Deep-BCN: Deep Networks Meet Biased Competition to Create a Brain-Inspired Model of Attention Control

Hossein Adeli, Gregory Zelinsky; Proceedings of the IEEE Conference on Computer Vision and Pattern Recognition (CVPR) Workshops, 2018, pp. 1932-1942

The mechanism of attention control is best described by biased-competition theory (BCT), which suggests that a top-down goal state biases a competition among object representations for the selective routing of a visual input for classification. Our work advances this theory by making it computationally explicit as a deep neural network (DNN) model, thereby enabling predictions of goal-directed attention control using real-world stimuli.
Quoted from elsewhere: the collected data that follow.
PR #792, opened 2026-08-13
feat(m1): the FC-8 zero-row gate, executable (#790 M.1)

chrisrogers37:
Toward #790 **M.1**. Lands the piece of M.1 that is buildable today, and reports precisely why the rest is not.

## What ships

`scripts/fc8_gate.py` — the **FC-8 zero-row gate** (`04` L87), which M.1 names and which had no implementation. It is a window-prep **halt**, not a report: live local/upload-origin `media_items` = 0, and `posting_history` rows resolving to such media = 0. Exit `0` CLEAR / `1` HALT / `2` ERROR.

**Why this piece and not the transform files.** M.1's per-column mapping and transform `INSERT`s write into F.2's target tables. Those do not exist: `src/models/target/` is an empty `Base` whose own docstring says *"zero target tables exist today; F.2.2 onward registers them here"*, and no shipped migration creates a target table. This gate reads **legacy tables only**, so it is buildable and testable now rather than behind F.2. See "What M.1 still needs" below — I have not narrowed the scope silently.

## Three properties held deliberately

**A gate that cannot answer does not report CLEAR.** A missing table or unreachable DSN exits `ERROR`, not zero — #758's false-PASS class. Mutation-proven: swallowing the error and returning the safe answer reddens exactly the test that names it, and nothing else.

```
MUTATED: missing table -> CLEAR instead of ERROR
FAILED TestCannotAnswerIsNotClear::test_a_missing_table_is_error_not_clear
1 failed, 13 passed
```

<sub>Verbatim capture from when the mutation was run, at the 14-test state — left unedited on purpose. The suite is 20 tests now; the `13 passed` here is history, not a current count.</sub>

**The two counts are different predicates on purpose.** Count 2 does not filter on `is_active` — a posted row whose media was later deactivated still has no target destination for that media. There is a test that goes red if the two queries are ever "tidied" into one.

**It discloses what it has no authority to rule.** Covered next, because it is the finding rather than a feature.

## The finding: a fourth source_type nobody has classified

FC-8 names `local` and `upload`. The legacy corpus also carries **`instagram_backfill`** (in use in `src/`), and the plan classifies it nowhere — I grepped all eight plan documents.

Meanwhile the target's media-source CHECK is closed at exactly one provider (`02` §2):

```sql
provider TEXT NOT NULL CONSTRAINT ck_sources_provider CHECK (provider IN ('gdrive'))
-- v1 ships exactly 'gdrive'
```

So on the printed target schema, an `instagram_backfill` row has **no destination either** — the same condition FC-8 exists to catch — while falling outside the two counts that halt. Window prep would proceed.

**I have not resolved this, and the gate does not.** It halts on exactly FC-8's two counts and reports any other origin as `UNCLASSIFIED`, so the question is visible rather than silently folded into the safe side by a `NOT IN ('local','upload')` that would read as deliberate. Which way it should go is an owner ruling.

Same shape for liveness: `media_items.is_active` is **nullable**, so "live" has three states. `IS NOT FALSE` would quietly call NULL live; `IS TRUE` alone would quietly call it dead. NULL rows are excluded from the live count **and** counted in their own bucket.

## Verification

**20 tests, all green** (was 14 before the disclosure-bucket fix; the CHANGELOG was swept to 20 and this line was not — corrected before merge), run against `replayed_db` — the *real* replayed legacy lineage rather than a hand-built fixture, which is what caught a `NOT NULL` column that reading the model had missed (`queue_deleted_at`). `env -i`, host taken one at a time via a cwd-based probe.

Includes a positive control (`google_drive` does **not** halt), without which a gate that halted on everything would pass every other count test.

## What M.1 still needs — stated, not implied

Not built here, and none of it silently dropped:

- **Per-column mapping + transform files** for the 14 legacy tables — blocked on F.2 registering target models. `02` §9 is the disposition index and says the column-level tables live in M.1; writing them against a schema with no machine-readable form would create the second hand-maintained enumeration the F.2 fork ruling (a) explicitly refused.
- **Owner derivation + quarantine list**, membership role mapping, FC-7.2 accounts/sources config-only, the `fn_safe_tz` timezone rule, history→terminal-intents with the `service_runs` ±6h attribution timeline, and the FC-7.4 queue clause. The *derivations* in these are legacy-side and testable now even though their `INSERT`s are not — that is the natural next increment and the split is clean.
- **The quarantine procedure document** (part of M.1's gate).

M.1's gate — "every transform file carries postconditions; the reconciliation queries are review-approved; the quarantine procedure is written" — is therefore **not** met by this PR, and #790 stays open. This is one named bullet of M.1's contents, landed whole.


chrisrogers37 (commented):
**Verdict: Request changes**

Reviewed `a660b3a` against fresh `origin/main` (three-dot diff matches the PR's own +394/-0 exactly — `CHANGELOG.md`+9, `fc8_gate.py`+205, `test_fc8_gate.py`+180). All four things asked of this review, empirically, not read-and-trusted.

## The one thing to fix

**The two human-facing disclosure messages in the default (non-`--json`) text output are untested — correct today, unguarded against regression.**

Mutated `render()` twice, independently: disabled the `UNCLASSIFIED source types are present…` block, then separately the `is_active IS NULL` block. **Both times, all 14 tests still passed.** The JSON path is covered (`test_json_mode_carries_the_disclosure_not_only_the_verdict`), but nothing captures plain-text stdout and asserts on it — so a future edit to `render()` (the kind of thing that happens when this file gets touched again for M.1's next piece) could silently drop either explanation and the suite would stay green throughout.

This is the direct answer to "does UNCLASSIFIED genuinely surface or is it cosmetic": **today it's genuine** — I confirmed with a real subprocess run against a freshly replayed DB, unmutated:

```
media_items by source_type (disclosure, not a verdict):
  instagram_backfill     live=1      total=1  <-- UNCLASSIFIED by the plan
  local                  live=0      total=1

UNCLASSIFIED source types are present. FC-8 names only local/upload,
and the target's media-source CHECK is closed at 'gdrive' (`02` §2), so
...
1 media_items have is_active IS NULL — neither live nor dead.
```

But "genuine today" and "guarded" are different claims, and only the second one survives someone else editing this file next month. The fix is small: two tests capturing `capsys` on a plain (non-JSON) `main()` call, asserting `"UNCLASSIFIED"` and `"is_active IS NULL"` appear in stdout for the two respective cases. Everything else below is sound — this is narrow and fast to close.

## Ari's three scrutiny points — verified, not read

**1. Vacuous-pass risk (the #758 shape) — sound.** Reproduced the mutation you quoted in the PR body myself: swapped `census(conn)`'s error handling in `main()` to swallow `psycopg2.Error` and fall back to a zero `Census` (fake CLEAR) instead of returning `ERROR`.

```
1 failed, 13 passed
FAILED tests/scripts/test_fc8_gate.py::TestCannotAnswerIsNotClear::test_a_missing_table_is_error_not_clear
E   AssertionError: a gate that could not answer must not exit CLEAR
E   assert 0 == 2
```

Exactly the shape claimed. Traced why it's structurally sound rather than accidentally sound: `_rows()` has no internal try/except, so *any* `psycopg2.Error` from *any* of the four queries in `census()` — missing table, missing column, connection loss mid-query — propagates unmodified to `main()`'s single broad `except psycopg2.Error`, which is the only place that decides CLEAR vs ERROR. There's no per-query seam where a future "helpful" error handler could reintroduce a silent zero.

**2. Two counts, genuinely independent — sound.** Mutated count 2 to also filter `is_active IS TRUE` (the exact "tidied into one" the code comment names as the risk):

```
1 failed, 13 passed
FAILED …TestTheTwoNamedCounts::test_an_inactive_local_row_is_not_live_but_its_history_still_counts
E   assert 0 == 1
```

Caught cleanly, by exactly the test built for it.

**3. Nonzero actually halts, constructed independently.** Didn't rely on `test_halt_exits_one` — built a fresh scratch DB via the real legacy-lineage replay (`psql_apply` + `migration_files`, same as `replayed_template`), ran `scripts/fc8_gate.py` as an actual subprocess (not `main()` in-process) before and after inserting one real `local`-origin row:

```
=== empty corpus: exit=0 ===
VERDICT: CLEAR
=== after real nonzero insert: exit=1 ===
VERDICT: HALT — window prep stops
  Routes to the owner with the counts. Resolutions per `04` L87: …
```

It stops. Not a log line — an exit code a caller would actually observe.

## Policy grounding — nothing invented, checked against source

- The two-count / zero-threshold / halt-and-route-to-owner language is **verbatim** from `04-execution-sequence.md` L87 (read it directly, not via the epic's paraphrase) — down to the exact resolution wording ("migrate the files to Drive first, or an explicit accept-loss list… weakening the `02` NOT NULL chain is recorded as rejected") that `render()` reproduces on HALT.
- `is_active IS TRUE` for "live" isn't invented — it's the **dominant existing convention**: `media_repository.py` uses `.is_(True)` nine separate times for "active" media, `== True`/`== False` elsewhere, and *never* an `IS NOT FALSE`/NULL-inclusive form anywhere in the app. A NULL row is already invisible to every real query path today; FC-8's separate bucket matches that rather than inventing new semantics.
- `google_drive`'s exemption from `UNCLASSIFIED` is grounded in the target's own `CHECK (provider IN ('gdrive'))` — the only provider with a real destination.
- The 0/1/2 exit-code shape matches `migration_runner.py`'s own `return 2` convention — a sibling pattern, not a new one.
- `instagram_backfill` and null-`is_active`: genuinely unruled by the plan (confirmed — grepped `04` L87 myself, it names only `local`/`upload`), and the PR does not resolve them either. It reports and refuses to guess, which is what "no invented policy" should look like — not that the gap goes away, but that it doesn't get silently decided as code. #793 is filed for it, so the ruling has a home.

Strong PR — the primary risk you named was the right one to name, and it holds up under direct mutation. The one gap is small and specific.

chrisrogers37 (commented):
**Approve**

Verified at HEAD, not from the reply. Fresh fetch, checked out detached at `1957633` after confirming it matches `gh pr view`'s `headRefOid` — no stale-checkout risk from the crash.

20 tests, real `replayed_db`, zero skips, genuine green baseline.

Then four independent mutations, one at a time, `git checkout --` between each:

| Mutation | Kills | Result |
|---|---|---|
| Neuter the UNCLASSIFIED reason block only | `test_the_unclassified_block_keeps_the_reason_not_just_the_label` | exactly that one, 19 passed |
| Neuter the inline row marker only | `test_an_unclassified_origin_is_named_and_marked_in_the_text` | exactly that one, 19 passed |
| Neuter the null_active block | both claimed tests, incl. the DB-backed wiring test (`test_the_default_path_prints_the_text_disclosure_to_stdout` — the one no pure test can reach) | exactly those two, 18 passed |
| Force both blocks to print unconditionally (the strawman the negative control's own docstring names) | `test_a_clean_census_prints_neither_disclosure` | exactly that one, 19 passed |

Four mutations, four exact kills — no over-kill, no under-kill, negative control included. Not a decoy; the gap from the original review is closed.

CI reconfirmed independently via GraphQL on the same SHA: Lint/Security Scan/Test/Changelog Check all `SUCCESS` with real step counts (9/10/15/5). The two `steps=0` entries are GitGuardian and Vercel's App-based checks — confirmed absent from `ci.yml`, so they're not workflow jobs and never report steps; expected shape, not a silent no-run.

Two non-blocking asides:
- CHANGELOG.md was swept correctly (14→20, no stale copies anywhere in-repo), but the PR body's own Verification section still reads "14 tests, all green" — a stale copy in a sibling document, not shipped code.
- The halt-routing text (render(), the block under `if c.halts:`) still has no content assertion. Different category from what this fix closed — losing it wouldn't hide anything the exit code and VERDICT line don't already say — so not blocking, just naming it.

This model, which we call Deep-BCN, is built on top of an 8-layer DNN pre-trained for object classification, but has layers mapped to early visual (V1, V2/V3, V4), ventral (PIT, AIT), and frontal (PFC) brain areas that have their functional connectivity informed by BCT. Deep-BCN also has a superior colliculus and a frontal-eye field, and can therefore make eye movements. We compared Deep-BCN's eye movements to those made from 15 people performing a categorical search for one of 25 target object categories, and found that it predicted both the number of fixations during search and the saccade-distance travelled before search termination. With Deep-BCN a DNN implementation of BCT now exists, which can be used to predict the neural and behavioral responses of an attention control mechanism as it mediates a goal-directed behavior--in our study the eye movements made in search of a target goal.